Once the line with "remaining work for" is found in the data, output it and each following line exactly, up to and including the line with "## Test plan", and nothing before or after.

#### Data for the task ####

Issue #4633, opened 2026-08-20
[UX] Climb: Routes: Allow slower playback


ES-Alexander:
The current speed multiplier is limited to a minimum of 0.5x, which can still end up very fast on some climbs.

1. At minimum the base speed should be lowered, or that lower limit could be changed down to something like 0.1x, but preferably the speed control would be changed to "seconds per frame" (with linear control between say 0.5 seconds/frame and 10 s/f) instead of an ambiguous multiplier that seems to result in different speeds depending on the number of frames in the route.

2. It can also take a while to get started on a climb after pressing play (unless you get onto it first and ask a friend to start the playback), so it would be helpful to have a separate control for startup delay (e.g. from 0-30 seconds)

marcodejongh:
Second report of this, from a climber who wrote in by DM. Same ask as point 1
here — a real unit instead of a multiplier:

> if technically possible, I'd love if boardsesh was able to standardise the pace
> of how fast led's on a route show up, especially if it is in a known metric
> rather than "1x". At least I personally find it so tedious that I've given up
> on routes on kilter board for that reason, so if boardsesh could lower the
> barrier of entry it'd be insanely helpful for endurance training on Kilter.

Where mobile stands today: `PlaybackControls` already has a seconds-per-frame
pill, but its `paceUnit` union only exposes it to the **creator**
(`CreateRoutePlaybackSlot`), which authors the climb's `frames_pace` directly.
`PlayDrawer` still passes the multiplier lens, so a reader sees "1×". So the
remaining work for point 1 is exposing seconds on the play side, not building the
control.

Point 2 (startup delay before the first frame) is untouched.

Filed the same climber's other request as #5378.

PR #4708, opened 2026-08-23
feat: change min route playback speed to 0.1x

ES-Alexander:
## Summary

A minimal fix to allow climb routes to be played back slower. There are better solutions long-term (per #4633), but this should at least make the playback feature usable in the meantime.

## Release Notes

- Play back routes up to 5x slower (down to 0.1x)

## Test plan

- Confirmed working in the OTA preview


ES-Alexander:
Failing tests are unrelated to the content of this PR. The CI test report seems related to Node 20 dependency issues for the testing, and the Claude review is because my PR is from a fork.

In future, would it be preferable if I make a new branch in the root repo and PR from that instead of my fork?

####

Solution:
remaining work for point 1 is exposing seconds on the play side, not building the
control.

Point 2 (startup delay before the first frame) is untouched.

Filed the same climber's other request as #5378.

PR #4708, opened 2026-08-23
feat: change min route playback speed to 0.1x

ES-Alexander:
## Summary

A minimal fix to allow climb routes to be played back slower. There are better solutions long-term (per #4633), but this should at least make the playback feature usable in the meantime.

## Release Notes

- Play back routes up to 5x slower (down to 0.1x)

## Test plan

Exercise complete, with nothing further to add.